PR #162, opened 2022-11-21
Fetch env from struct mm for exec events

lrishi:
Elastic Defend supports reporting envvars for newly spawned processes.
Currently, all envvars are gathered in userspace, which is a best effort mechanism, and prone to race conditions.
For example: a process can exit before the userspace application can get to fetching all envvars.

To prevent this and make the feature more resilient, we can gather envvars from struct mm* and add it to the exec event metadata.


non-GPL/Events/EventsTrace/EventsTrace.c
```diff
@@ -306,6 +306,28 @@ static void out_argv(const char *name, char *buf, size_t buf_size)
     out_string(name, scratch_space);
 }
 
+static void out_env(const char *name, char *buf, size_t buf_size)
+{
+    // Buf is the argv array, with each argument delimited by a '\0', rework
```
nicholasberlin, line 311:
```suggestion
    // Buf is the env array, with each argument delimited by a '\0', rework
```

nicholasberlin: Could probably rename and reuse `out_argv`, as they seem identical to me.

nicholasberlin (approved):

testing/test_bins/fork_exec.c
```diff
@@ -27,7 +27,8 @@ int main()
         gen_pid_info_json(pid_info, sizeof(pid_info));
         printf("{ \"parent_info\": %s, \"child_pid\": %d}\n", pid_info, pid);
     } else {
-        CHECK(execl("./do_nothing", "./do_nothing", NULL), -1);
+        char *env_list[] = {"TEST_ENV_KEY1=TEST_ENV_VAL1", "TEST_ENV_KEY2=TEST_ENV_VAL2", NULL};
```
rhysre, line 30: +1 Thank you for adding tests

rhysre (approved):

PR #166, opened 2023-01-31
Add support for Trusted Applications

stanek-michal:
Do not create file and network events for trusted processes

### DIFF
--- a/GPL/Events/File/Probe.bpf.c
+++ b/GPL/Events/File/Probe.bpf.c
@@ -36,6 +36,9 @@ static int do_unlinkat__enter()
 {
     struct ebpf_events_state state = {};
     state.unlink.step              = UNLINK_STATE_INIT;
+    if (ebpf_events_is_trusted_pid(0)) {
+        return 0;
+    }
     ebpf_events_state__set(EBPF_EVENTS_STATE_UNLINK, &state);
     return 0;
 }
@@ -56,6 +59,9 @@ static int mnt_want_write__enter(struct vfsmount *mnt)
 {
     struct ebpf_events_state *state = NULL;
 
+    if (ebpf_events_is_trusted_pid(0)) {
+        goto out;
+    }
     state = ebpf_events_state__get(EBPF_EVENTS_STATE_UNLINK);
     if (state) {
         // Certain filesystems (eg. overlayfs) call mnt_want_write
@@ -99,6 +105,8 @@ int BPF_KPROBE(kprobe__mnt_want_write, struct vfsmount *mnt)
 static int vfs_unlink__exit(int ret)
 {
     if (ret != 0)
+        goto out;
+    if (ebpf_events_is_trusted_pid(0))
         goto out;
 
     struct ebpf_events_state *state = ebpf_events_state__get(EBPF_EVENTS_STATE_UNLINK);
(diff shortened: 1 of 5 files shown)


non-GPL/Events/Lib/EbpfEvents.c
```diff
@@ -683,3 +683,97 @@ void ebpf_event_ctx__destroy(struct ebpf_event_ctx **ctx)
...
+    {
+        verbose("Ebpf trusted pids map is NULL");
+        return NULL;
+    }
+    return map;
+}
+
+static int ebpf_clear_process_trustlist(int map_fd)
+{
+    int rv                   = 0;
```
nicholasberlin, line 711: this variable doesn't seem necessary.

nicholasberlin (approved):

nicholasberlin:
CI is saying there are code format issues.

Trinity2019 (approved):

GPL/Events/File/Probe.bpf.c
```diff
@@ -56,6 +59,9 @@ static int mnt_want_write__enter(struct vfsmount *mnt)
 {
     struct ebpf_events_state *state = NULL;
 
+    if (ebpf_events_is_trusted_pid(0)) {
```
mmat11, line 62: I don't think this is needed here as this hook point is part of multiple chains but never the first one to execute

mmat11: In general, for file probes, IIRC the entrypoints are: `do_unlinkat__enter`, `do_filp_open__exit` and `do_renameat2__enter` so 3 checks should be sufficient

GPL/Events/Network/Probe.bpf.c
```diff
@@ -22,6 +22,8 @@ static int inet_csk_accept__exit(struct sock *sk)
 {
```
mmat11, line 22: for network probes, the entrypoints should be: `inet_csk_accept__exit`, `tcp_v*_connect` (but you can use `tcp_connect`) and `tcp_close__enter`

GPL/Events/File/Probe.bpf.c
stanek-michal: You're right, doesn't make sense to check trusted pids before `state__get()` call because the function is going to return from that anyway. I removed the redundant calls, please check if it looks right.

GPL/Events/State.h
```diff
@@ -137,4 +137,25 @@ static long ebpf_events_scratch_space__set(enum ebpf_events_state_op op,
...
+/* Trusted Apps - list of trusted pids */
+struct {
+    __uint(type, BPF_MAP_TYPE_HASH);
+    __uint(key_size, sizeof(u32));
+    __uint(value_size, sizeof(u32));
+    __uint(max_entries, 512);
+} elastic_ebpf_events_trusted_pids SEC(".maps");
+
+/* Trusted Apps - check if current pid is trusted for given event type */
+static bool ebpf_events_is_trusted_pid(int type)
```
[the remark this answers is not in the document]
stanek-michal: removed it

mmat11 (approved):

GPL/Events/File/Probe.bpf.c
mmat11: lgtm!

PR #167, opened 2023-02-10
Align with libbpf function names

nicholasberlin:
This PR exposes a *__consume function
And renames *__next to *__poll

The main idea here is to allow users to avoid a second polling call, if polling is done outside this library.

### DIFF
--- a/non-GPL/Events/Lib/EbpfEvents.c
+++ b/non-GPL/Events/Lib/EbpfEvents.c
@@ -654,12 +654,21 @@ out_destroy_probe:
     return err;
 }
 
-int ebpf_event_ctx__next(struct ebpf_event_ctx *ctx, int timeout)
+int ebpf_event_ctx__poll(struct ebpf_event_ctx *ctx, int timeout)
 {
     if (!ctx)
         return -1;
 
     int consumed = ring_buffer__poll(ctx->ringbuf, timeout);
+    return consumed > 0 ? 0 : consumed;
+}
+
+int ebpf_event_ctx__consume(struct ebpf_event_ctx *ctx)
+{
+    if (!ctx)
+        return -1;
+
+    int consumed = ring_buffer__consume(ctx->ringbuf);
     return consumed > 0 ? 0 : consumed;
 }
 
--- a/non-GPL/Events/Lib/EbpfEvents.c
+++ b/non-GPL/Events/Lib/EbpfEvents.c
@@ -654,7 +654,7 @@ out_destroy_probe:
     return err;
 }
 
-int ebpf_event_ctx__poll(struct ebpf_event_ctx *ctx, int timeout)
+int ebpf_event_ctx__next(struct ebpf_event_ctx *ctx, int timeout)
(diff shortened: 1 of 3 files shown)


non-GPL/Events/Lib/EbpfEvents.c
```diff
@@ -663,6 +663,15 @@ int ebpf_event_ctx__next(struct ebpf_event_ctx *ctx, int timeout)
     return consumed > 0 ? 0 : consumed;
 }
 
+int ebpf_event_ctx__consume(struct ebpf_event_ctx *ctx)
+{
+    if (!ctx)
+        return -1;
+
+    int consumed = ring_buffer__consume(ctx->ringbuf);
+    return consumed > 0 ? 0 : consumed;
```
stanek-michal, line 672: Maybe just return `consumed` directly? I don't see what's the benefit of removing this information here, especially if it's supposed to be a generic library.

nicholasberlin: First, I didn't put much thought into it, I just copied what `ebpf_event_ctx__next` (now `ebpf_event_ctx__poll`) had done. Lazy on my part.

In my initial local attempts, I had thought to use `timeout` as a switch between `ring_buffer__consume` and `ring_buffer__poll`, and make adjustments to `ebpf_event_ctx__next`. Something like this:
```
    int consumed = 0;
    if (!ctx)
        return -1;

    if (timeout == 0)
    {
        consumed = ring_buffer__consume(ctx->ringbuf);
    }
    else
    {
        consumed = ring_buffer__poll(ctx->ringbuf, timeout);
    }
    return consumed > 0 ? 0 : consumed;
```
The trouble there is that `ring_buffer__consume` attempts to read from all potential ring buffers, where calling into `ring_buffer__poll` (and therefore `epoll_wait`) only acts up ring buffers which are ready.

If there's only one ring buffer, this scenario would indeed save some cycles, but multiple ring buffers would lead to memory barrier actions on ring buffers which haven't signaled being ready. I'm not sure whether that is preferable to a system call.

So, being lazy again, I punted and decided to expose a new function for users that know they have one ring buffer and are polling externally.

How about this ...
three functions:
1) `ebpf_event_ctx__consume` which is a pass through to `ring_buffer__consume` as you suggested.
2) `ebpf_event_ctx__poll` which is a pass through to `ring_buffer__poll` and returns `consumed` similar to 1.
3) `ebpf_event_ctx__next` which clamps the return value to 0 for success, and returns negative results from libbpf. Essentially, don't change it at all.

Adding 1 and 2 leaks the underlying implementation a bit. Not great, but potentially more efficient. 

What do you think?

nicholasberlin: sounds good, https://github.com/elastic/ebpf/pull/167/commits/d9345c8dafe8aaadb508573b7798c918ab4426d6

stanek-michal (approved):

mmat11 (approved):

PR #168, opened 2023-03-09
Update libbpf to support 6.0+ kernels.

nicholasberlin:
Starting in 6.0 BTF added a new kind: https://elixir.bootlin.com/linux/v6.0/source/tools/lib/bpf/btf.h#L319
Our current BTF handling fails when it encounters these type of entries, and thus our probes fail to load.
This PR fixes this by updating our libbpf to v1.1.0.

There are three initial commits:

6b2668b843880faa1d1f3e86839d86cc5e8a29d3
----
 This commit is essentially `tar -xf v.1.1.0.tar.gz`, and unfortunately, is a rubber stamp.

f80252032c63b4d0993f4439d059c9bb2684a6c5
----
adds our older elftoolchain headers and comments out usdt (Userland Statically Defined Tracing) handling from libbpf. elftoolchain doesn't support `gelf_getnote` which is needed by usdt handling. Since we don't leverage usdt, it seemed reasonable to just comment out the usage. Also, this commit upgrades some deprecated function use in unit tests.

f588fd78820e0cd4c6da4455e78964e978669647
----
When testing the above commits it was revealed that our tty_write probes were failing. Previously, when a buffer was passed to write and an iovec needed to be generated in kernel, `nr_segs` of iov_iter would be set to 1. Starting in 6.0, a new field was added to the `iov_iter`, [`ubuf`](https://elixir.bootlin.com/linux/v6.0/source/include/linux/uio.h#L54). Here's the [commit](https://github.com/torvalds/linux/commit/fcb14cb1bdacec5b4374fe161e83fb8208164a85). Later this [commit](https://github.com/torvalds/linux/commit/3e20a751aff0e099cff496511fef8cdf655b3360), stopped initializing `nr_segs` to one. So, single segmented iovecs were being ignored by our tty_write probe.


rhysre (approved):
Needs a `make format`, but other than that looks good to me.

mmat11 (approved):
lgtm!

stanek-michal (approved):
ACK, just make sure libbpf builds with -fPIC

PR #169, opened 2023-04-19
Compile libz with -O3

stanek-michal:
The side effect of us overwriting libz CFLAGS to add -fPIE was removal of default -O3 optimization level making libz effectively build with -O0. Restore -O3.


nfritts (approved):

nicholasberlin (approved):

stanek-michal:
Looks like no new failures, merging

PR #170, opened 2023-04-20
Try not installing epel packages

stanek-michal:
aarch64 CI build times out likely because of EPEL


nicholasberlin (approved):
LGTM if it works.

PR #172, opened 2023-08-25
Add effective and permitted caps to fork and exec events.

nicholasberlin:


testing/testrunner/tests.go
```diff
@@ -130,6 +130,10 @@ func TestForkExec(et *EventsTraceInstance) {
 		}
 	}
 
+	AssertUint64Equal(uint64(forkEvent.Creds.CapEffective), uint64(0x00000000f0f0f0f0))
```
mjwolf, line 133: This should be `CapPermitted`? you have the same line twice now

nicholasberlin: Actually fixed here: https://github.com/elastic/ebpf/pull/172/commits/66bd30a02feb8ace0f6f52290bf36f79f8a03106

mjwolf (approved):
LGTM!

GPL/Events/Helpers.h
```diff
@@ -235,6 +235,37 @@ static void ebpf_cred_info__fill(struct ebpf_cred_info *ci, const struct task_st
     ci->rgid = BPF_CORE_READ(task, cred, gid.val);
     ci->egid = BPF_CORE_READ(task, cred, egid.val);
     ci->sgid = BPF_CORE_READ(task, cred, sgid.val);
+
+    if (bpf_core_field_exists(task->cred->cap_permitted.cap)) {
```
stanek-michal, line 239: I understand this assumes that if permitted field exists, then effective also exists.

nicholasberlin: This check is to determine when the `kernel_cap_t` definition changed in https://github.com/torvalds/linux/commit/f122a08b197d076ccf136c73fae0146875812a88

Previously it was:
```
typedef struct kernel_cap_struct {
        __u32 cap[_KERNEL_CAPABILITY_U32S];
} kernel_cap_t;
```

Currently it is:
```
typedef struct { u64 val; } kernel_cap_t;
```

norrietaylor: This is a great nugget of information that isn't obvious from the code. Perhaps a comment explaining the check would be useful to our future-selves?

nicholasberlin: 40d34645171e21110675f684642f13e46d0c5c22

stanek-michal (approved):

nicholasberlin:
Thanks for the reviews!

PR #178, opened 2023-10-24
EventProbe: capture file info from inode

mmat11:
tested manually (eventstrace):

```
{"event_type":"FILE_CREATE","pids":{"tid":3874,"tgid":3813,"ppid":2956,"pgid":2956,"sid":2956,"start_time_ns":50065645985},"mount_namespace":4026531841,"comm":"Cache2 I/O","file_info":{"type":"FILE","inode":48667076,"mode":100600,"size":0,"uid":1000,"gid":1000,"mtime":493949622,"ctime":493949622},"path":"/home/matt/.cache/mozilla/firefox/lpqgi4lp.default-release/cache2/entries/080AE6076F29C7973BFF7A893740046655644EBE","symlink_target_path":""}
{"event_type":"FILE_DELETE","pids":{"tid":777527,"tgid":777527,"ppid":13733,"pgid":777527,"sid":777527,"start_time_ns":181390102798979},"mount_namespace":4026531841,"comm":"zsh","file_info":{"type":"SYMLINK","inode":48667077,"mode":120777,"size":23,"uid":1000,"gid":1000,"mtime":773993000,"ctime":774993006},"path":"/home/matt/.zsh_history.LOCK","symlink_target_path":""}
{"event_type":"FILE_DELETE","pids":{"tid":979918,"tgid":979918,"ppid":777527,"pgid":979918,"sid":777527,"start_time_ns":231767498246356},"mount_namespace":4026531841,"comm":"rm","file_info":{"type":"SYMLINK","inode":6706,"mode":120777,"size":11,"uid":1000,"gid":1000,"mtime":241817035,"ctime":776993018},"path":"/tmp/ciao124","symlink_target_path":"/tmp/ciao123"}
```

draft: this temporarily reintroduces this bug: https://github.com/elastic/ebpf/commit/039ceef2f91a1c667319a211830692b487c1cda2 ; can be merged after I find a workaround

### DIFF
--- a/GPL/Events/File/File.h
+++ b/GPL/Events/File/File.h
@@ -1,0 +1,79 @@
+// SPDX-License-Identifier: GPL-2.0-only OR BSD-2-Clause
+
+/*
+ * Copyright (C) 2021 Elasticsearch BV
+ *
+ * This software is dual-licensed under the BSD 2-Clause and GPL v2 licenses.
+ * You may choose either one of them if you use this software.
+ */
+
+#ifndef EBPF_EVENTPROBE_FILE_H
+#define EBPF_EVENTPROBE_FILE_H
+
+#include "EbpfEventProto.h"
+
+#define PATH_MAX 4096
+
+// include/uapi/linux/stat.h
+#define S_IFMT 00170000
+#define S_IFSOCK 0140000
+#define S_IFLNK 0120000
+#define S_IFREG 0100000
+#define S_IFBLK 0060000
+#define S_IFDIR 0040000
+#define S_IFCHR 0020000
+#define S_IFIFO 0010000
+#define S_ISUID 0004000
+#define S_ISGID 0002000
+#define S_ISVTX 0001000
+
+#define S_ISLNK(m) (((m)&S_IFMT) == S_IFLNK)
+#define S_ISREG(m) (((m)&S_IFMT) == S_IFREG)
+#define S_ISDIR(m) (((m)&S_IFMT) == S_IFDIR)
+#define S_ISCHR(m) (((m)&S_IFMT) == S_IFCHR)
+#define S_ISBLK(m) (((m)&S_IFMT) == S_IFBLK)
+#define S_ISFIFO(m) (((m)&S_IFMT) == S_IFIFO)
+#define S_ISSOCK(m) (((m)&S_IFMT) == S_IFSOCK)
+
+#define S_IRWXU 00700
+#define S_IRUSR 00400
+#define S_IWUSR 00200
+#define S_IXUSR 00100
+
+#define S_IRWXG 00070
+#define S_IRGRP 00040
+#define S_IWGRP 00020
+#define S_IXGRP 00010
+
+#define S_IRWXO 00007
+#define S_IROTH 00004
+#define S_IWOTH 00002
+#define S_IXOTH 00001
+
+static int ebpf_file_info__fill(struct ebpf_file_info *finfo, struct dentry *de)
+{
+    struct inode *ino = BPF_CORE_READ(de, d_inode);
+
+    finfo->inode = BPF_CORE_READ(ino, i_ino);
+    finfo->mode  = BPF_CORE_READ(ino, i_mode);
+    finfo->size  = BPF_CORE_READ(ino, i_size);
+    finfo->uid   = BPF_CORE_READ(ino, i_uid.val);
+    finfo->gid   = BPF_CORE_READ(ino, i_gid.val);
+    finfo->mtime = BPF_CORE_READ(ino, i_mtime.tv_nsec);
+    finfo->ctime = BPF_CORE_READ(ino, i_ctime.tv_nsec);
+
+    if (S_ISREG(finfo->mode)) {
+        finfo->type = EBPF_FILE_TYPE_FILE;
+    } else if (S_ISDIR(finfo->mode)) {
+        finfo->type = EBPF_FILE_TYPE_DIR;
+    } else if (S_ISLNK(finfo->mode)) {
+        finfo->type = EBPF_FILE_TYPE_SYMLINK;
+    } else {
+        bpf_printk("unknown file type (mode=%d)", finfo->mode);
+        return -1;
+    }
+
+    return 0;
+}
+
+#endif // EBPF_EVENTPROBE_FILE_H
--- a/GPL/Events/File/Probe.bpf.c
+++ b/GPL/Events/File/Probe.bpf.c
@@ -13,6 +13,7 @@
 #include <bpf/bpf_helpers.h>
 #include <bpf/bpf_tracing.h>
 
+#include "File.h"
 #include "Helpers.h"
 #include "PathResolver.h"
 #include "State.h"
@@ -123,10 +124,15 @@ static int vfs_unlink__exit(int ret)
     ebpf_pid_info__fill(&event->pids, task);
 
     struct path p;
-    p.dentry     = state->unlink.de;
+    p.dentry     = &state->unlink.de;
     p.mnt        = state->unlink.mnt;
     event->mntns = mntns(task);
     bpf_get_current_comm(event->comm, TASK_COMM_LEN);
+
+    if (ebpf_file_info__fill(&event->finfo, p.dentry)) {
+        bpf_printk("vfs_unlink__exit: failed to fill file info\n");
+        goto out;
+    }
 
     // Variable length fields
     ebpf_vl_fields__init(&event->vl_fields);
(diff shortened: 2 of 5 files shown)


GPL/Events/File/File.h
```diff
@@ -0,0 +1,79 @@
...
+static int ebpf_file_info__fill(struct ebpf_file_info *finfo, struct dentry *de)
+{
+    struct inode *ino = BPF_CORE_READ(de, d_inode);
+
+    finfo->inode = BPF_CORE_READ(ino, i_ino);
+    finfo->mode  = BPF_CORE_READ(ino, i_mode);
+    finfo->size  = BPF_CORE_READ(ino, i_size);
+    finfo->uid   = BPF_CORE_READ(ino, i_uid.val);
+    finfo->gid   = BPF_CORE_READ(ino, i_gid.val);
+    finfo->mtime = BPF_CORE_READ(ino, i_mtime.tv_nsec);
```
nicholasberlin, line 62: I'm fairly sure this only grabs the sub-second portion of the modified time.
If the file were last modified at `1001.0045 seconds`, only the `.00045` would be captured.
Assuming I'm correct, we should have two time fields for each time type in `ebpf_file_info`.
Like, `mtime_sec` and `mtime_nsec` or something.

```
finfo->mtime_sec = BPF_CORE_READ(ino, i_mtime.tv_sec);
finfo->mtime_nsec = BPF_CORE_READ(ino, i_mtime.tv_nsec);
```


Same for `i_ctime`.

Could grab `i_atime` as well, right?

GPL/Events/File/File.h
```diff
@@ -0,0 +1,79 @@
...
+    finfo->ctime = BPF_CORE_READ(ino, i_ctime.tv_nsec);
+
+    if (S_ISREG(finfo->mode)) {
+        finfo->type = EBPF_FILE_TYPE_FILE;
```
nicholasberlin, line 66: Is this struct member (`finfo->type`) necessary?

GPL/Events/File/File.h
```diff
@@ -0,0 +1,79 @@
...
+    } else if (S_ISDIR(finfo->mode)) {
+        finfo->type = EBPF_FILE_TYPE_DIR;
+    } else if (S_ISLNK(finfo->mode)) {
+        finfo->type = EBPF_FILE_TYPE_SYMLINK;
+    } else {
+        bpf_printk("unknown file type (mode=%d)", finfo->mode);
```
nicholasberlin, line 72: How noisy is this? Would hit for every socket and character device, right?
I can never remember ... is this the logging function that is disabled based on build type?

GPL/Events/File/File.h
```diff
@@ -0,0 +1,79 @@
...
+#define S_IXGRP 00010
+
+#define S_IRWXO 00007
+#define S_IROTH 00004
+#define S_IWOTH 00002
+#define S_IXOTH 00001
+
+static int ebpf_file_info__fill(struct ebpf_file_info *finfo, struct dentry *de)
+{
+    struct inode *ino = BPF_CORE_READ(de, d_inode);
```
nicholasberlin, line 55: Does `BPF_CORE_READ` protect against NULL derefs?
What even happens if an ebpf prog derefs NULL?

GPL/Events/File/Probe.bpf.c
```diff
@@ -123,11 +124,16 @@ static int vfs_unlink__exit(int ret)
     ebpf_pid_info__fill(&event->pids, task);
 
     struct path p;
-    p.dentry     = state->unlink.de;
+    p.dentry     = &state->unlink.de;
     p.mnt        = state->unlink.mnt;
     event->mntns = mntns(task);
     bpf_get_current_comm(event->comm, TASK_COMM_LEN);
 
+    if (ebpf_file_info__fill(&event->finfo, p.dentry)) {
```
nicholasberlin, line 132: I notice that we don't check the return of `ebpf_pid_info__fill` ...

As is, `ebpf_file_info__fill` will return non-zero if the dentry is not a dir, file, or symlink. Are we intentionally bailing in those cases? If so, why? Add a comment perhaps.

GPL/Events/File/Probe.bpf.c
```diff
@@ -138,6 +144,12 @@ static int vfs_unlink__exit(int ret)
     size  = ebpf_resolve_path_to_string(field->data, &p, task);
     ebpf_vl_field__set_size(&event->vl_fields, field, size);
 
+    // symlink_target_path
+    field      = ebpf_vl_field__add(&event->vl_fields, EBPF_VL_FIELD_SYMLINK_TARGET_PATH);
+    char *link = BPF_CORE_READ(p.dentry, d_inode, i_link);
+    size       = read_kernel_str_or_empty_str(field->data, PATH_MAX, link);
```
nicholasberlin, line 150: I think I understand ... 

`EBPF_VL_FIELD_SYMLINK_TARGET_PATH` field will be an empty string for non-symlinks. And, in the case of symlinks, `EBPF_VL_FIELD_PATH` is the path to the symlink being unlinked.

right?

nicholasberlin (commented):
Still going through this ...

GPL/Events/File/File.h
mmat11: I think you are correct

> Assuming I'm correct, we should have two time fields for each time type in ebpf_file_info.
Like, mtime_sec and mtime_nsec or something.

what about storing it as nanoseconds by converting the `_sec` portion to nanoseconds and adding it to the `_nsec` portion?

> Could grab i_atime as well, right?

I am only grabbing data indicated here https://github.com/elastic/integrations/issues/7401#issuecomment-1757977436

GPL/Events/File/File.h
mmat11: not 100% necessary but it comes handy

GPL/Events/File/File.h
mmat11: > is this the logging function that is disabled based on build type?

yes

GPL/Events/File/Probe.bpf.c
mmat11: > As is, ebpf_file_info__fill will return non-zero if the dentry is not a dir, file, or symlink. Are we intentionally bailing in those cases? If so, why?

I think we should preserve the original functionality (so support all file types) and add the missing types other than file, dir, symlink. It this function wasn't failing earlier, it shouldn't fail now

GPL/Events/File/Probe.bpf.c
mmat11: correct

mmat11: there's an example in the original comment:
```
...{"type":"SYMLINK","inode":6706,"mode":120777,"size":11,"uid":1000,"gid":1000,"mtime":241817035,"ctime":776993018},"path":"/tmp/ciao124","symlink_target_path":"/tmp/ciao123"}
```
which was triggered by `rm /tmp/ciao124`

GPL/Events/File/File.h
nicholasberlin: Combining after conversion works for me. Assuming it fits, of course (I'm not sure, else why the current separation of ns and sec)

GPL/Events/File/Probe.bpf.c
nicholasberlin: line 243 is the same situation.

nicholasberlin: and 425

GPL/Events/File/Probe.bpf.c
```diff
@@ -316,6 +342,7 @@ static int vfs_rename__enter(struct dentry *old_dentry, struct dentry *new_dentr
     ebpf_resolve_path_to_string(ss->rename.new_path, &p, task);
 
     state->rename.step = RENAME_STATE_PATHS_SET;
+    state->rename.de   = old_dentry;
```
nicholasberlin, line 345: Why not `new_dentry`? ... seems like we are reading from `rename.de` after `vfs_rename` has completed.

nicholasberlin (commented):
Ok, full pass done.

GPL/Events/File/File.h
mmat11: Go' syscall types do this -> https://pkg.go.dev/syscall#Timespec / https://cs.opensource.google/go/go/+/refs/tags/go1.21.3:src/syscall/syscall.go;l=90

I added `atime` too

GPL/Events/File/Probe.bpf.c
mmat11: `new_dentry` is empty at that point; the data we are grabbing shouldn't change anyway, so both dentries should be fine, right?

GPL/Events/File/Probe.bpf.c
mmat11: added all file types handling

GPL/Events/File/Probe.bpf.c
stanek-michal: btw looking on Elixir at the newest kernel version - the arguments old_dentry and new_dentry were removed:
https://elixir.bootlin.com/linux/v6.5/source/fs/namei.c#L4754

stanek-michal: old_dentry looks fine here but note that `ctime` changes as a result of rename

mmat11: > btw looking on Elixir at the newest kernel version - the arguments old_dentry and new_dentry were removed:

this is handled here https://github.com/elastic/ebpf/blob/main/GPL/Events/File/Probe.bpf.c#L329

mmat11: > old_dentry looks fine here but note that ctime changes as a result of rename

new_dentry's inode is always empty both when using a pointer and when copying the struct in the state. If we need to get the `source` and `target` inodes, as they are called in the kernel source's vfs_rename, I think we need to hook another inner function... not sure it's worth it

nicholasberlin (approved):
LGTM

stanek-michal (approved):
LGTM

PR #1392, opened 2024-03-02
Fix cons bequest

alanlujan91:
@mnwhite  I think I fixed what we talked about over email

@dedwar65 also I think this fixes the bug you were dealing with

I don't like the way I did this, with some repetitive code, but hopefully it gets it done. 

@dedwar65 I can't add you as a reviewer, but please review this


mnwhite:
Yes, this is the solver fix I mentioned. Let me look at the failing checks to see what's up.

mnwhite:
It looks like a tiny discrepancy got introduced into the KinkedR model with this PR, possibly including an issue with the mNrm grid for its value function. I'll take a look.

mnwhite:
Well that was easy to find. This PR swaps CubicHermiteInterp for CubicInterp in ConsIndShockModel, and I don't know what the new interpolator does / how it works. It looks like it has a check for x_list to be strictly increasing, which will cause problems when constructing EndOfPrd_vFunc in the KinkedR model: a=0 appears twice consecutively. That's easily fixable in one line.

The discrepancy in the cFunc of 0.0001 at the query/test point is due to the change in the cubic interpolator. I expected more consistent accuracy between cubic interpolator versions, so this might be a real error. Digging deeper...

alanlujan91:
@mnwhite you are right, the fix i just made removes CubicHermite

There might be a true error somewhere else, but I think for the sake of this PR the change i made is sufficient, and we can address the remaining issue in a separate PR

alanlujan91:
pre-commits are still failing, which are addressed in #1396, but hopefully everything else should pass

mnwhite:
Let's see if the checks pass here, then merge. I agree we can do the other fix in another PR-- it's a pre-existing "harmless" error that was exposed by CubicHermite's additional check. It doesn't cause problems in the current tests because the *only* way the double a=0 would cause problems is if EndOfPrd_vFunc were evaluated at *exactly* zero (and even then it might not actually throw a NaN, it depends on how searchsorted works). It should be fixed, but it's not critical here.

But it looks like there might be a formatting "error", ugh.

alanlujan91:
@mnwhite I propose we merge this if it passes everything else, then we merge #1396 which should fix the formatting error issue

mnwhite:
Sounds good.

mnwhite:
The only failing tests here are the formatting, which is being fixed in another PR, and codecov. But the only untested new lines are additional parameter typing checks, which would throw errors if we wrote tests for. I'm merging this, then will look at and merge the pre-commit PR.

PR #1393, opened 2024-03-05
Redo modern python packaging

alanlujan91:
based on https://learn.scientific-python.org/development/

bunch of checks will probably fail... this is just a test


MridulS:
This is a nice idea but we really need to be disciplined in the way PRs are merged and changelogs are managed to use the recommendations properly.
● ● ●
Which lines in the data above hold the word "shortened"? Return each of them.

(diff shortened: 1 of 5 files shown)
(diff shortened: 1 of 3 files shown)
(diff shortened: 2 of 5 files shown)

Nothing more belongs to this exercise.